### Instructions for the task
Copy out each line of the listing that has the word "sometimes" in it.

○ ○ ○ ○ ○

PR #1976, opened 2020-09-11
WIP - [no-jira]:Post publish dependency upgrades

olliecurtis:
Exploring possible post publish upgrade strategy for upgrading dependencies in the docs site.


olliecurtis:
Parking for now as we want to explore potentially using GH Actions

○ ○ ○ ○ ○

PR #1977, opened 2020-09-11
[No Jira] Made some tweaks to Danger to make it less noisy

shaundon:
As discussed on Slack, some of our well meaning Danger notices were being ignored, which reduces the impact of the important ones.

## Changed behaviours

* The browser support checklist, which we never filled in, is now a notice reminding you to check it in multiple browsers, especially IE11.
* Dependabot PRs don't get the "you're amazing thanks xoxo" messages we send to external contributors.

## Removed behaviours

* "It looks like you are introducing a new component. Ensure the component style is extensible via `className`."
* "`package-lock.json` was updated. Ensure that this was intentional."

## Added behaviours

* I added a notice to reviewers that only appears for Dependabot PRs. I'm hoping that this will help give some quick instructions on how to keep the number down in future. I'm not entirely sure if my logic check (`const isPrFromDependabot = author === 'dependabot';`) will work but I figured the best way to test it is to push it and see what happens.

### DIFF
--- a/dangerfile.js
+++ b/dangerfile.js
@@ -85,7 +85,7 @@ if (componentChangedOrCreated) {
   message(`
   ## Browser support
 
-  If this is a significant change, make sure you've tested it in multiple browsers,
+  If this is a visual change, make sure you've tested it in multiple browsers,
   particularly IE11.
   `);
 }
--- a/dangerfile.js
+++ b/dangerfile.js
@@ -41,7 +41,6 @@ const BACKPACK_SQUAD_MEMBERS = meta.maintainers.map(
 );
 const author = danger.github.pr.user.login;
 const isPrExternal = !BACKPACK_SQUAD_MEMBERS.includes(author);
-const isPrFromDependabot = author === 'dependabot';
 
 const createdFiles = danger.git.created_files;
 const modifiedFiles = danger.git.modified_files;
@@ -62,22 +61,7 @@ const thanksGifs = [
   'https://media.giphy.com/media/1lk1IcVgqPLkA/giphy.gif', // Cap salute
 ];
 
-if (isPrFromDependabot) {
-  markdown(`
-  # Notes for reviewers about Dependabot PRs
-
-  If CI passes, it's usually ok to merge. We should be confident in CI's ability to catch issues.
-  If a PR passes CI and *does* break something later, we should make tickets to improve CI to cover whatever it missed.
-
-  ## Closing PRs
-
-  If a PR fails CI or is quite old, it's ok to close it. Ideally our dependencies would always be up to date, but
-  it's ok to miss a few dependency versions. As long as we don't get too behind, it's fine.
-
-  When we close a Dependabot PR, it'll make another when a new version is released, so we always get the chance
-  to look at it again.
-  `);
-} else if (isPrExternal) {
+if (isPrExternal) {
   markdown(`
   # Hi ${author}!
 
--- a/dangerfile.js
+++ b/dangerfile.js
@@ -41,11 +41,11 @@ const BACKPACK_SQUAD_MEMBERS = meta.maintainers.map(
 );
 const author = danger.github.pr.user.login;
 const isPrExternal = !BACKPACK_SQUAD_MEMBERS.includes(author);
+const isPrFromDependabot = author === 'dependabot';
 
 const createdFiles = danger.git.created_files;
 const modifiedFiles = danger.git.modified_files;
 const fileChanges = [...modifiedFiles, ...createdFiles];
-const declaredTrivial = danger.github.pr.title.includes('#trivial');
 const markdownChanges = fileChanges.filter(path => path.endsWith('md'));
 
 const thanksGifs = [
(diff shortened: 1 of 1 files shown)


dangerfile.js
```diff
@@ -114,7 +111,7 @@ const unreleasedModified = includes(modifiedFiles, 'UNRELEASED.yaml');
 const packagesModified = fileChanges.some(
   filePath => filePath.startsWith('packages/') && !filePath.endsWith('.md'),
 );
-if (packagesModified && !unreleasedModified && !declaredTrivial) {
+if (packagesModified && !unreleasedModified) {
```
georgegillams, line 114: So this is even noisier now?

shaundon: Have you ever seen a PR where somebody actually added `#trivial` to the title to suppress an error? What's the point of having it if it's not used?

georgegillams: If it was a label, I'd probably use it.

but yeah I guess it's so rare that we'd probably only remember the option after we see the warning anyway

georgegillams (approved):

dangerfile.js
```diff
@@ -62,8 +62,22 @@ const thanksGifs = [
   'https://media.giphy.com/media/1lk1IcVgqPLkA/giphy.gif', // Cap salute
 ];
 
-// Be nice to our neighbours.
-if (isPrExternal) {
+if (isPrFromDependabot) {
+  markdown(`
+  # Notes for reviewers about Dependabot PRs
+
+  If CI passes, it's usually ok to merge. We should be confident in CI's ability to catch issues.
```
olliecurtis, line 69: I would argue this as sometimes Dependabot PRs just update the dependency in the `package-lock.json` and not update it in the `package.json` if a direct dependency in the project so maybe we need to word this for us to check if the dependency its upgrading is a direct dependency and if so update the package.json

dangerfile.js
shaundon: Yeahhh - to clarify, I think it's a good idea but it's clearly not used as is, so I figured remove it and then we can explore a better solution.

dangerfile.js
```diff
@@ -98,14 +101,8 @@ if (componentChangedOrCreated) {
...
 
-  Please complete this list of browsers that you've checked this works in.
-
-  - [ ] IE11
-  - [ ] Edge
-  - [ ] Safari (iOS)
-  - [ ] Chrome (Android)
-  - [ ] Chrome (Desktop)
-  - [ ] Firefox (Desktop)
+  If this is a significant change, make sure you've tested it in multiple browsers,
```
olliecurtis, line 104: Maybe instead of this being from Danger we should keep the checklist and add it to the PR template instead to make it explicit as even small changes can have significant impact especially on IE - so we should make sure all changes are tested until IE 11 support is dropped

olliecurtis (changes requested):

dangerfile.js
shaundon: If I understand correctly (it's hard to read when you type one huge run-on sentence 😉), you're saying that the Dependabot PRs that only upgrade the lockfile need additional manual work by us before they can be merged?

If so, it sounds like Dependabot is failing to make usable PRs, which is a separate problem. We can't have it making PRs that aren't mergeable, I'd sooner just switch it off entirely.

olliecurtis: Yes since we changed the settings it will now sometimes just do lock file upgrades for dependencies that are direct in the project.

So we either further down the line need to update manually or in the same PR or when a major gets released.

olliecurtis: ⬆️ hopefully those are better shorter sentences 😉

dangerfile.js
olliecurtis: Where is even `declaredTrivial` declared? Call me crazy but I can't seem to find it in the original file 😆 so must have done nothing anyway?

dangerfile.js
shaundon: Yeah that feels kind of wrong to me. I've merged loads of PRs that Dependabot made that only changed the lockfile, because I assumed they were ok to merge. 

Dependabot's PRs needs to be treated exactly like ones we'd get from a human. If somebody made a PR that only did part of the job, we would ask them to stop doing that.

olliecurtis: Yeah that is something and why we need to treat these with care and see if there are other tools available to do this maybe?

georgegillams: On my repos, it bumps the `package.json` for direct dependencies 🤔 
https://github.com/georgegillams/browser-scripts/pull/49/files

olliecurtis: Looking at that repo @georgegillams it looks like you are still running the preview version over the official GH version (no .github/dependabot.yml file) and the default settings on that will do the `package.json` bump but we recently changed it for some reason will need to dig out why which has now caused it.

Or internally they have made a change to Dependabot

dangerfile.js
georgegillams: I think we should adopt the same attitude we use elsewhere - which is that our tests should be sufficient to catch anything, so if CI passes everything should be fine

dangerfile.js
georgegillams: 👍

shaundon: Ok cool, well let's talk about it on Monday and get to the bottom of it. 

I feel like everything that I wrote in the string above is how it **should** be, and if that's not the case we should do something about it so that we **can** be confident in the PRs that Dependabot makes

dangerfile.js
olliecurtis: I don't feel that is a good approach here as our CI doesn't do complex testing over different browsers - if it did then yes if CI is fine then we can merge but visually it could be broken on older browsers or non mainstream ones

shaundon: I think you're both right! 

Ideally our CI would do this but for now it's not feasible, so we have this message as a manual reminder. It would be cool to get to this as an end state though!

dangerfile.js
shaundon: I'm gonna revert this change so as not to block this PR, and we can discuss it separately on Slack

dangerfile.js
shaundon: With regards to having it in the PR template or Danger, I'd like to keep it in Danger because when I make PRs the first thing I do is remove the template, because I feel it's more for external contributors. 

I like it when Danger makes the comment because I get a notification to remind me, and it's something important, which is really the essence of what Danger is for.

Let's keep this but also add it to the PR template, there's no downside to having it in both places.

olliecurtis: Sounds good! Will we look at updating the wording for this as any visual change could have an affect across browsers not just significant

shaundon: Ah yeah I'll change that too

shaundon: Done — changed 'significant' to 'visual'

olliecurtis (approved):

○ ○ ○ ○ ○

### Solution for this exercise
olliecurtis, line 69: I would argue this as sometimes Dependabot PRs just update the dependency in the `package-lock.json` and not update it in the `package.json` if a direct dependency in the project so maybe we need to word this for us to check if the dependency its upgrading is a direct dependency and if so update the package.json
olliecurtis: Yes since we changed the settings it will now sometimes just do lock file upgrades for dependencies that are direct in the project.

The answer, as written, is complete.